When Hope is Lost

“There comes a point where it all becomes too much. When we get too tired to fight anymore so we give up. That’s when the real work begins. To find hope where there seems to be absolutely none at all.”
~Grey’s Anatomy 

  
I know I have not been super active on this blog lately, and it isn’t because I have not thought about it. I still check WordPress daily and read everyone’s blogs, and keep up with the world. I just have been at a loss for what to say, so I have avoided posting or commenting. In fact, I have not even replied to the comments on my most recent post (over three weeks ago). That is something that I never do, but in truth, I just can’t find the words. 

Even now, writing this is proving to be a bit of a struggle. I have updates. I have plenty of things I could write about…but the tricky part is that I can’t seem to articulate my thoughts right now. 

I will post a proper update soon, but for now I will give you the abridged version. 

I’ve had a hard time finding hope after our last failed IUI. Despite being super excited about our upcoming trip to Europe (and various other travel plans), I can’t wrap my brain how to act now that I have given up. 

When I went in for my ultrasound on Monday, I went in with no joy or expectation. Once I heard the news about how my follicles were progressing during that ultrasound, I could find no excitement. When I went in for our fifth IUI on Thursday, I did so with zero belief that we will actually get pregnant this cycle. 

And so I think that’s why I’ve avoided making a post. I have no idea what to say, because I have no hope. I’m tired, and I’m angry, and I really really sad…but I’m not hopeful at all. 

So now we wait…but I’m not even sure what I’m waiting for. 

I’ll be traveling next week, which will hopefully keep my mind of things. I will try to find some time to share photos and stories from our adventure, so that I can bring a bit of happiness back to this blog. 
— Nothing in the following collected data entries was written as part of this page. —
PR #3495, opened 2025-09-10
Lorenze/fix tool call twice

lorenzejay:


src/crewai/tools/structured_tool.py
```diff
@@ -282,8 +282,6 @@ def invoke(
         except Exception:
             raise
 
-        result = self.func(**parsed_args, **kwargs)
```
gabemilani, line 285: Should we remove the `try-except` block instead of this? It's just capturing and raising the exception, so not useful at all.

lorenzejay: good idea - we are raising an actual error above it for if `has_reached_max_usage_count`

gabemilani (approved):
Overall looking good to me, just need to lint the changes and ensure the tests are passing.

You can run `pre-commit install` to ensure the linter (ruff) always run before commits.

lucasgomide (approved):

greysonlalonde (approved):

Until then, thanks for being here. 

~Sam 

Hope Rises on a New Year

“And now we welcome the new year. Full of things that have never been.” 

~Rainer Maria Rilke 

 
The Holiday Season has officially come to a close, and I couldn’t be more grateful. Don’t get me wrong, I usually love this time year, and I still do. I had a wonderful Thanksgiving  with my family; an intimate Christmas at home with my husband; and a New Year’s Eve and New Year’s Day   filled with so many of our friends. 

Even with all of that love and joy, I am ready for it to be over. 

I have realized that it’s incredibly difficult to be a childless mother this time of year. 

You read that correctly: A childless mother. 

No, I don’t mean a childless woman.

Lots of incredible, amazing, badass women I know have chosen to not have children. And I think that’s awesome, if it’s the right choice for them. 

For me, I’ve been maternal for most of my life. I am a caregiver. I love to take care of others; to help them when they are sick; to soothe them when they are sad; to carry them when they are weak. 

I have always loved the holiday season, and have probably over celebrated Christmas because of the joy and happiness it embodies. 

But after years of trying to get pregnant, the season of hope has weighed me down. I am still broken and empty as ever…because I am still childless. 

Amazingly, I find that I do still have hope. Maybe my surgery gave me more of that. The news that I am not quite fully stage two endometriosis has been helpful…it could have been so much worse. 

My husband and I spent this Christmas alone together, and we were both happy for the lazy time we shared together as husband and wife…with the hope that this will be our last Christmas holiday as a family of two. 

I am actually very thankful for the little family I have found from this blog. You all have helped me so much during my struggle, and I am so grateful for your kind words, love, and support. I hope to be there for you all as well, which is why I always try to respond to your comments. 

This terrible reality we all share…the infertility life of we childless mothers consumes much of my existence. I support you. I care for you. I wish everyday for nothing but stories of conception, succesful pregnancies, and live births. 

I hope you all had a very Happy Holiday!  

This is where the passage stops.